* [Stored data entries]

+===+

PR #409, opened 2021-02-25
Fix the build for ARM

Kachoc:
Fixes the ARM neon detection in the configure file, which currently makes the build fail and was not detected by the CI before the merge of https://github.com/project-everest/hacl-star/pull/408

### DIFF
--- a/dist/configure
+++ b/dist/configure
@@ -162,8 +162,8 @@ detect_arm_neon () {
 
 int main () {
   uint8_t block[32] = { 0 };
-  Lib_IntVector_Intrinsics_vec128 b1 = Lib_IntVector_Intrinsics_vec128_load_le(block);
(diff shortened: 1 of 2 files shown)


beurdouche (approved):
Is gcc-compatible the only place where you need to update libintvector ?

Also the commit message makes no sense, there is nothing AMD related. 
x86_64?

Kachoc:
Sorry: this fixes ARM

msprotz (approved):
This looks good to me. The nightly build will refresh other copies of the configure script.

Kachoc:
> Is gcc-compatible the only place where you need to update libintvector ?
> 
> Also the commit message makes no sense, there is nothing AMD related.
> x86_64?

The important file is `dist/configure`, `dist/gcc-compatible` was updated only for a CI test, and the other `configure` files will be refreshed during the build.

+===+

* [TASK OBJECTIVE]
The reply is to be an exact repeat of the records above.

* [RESPONSE]
PR #409, opened 2021-02-25
Fix the build for ARM

Kachoc:
Fixes the ARM neon detection in the configure file, which currently makes the build fail and was not detected by the CI before the merge of https://github.com/project-everest/hacl-star/pull/408

### DIFF
--- a/dist/configure
+++ b/dist/configure
@@ -162,8 +162,8 @@ detect_arm_neon () {
 
 int main () {
   uint8_t block[32] = { 0 };
-  Lib_IntVector_Intrinsics_vec128 b1 = Lib_IntVector_Intrinsics_vec128_load_le(block);
(diff shortened: 1 of 2 files shown)


beurdouche (approved):
Is gcc-compatible the only place where you need to update libintvector ?

Also the commit message makes no sense, there is nothing AMD related. 
x86_64?

Kachoc:
Sorry: this fixes ARM

msprotz (approved):
This looks good to me. The nightly build will refresh other copies of the configure script.

Kachoc:
> Is gcc-compatible the only place where you need to update libintvector ?
> 
> Also the commit message makes no sense, there is nothing AMD related.
> x86_64?

The important file is `dist/configure`, `dist/gcc-compatible` was updated only for a CI test, and the other `configure` files will be refreshed during the build.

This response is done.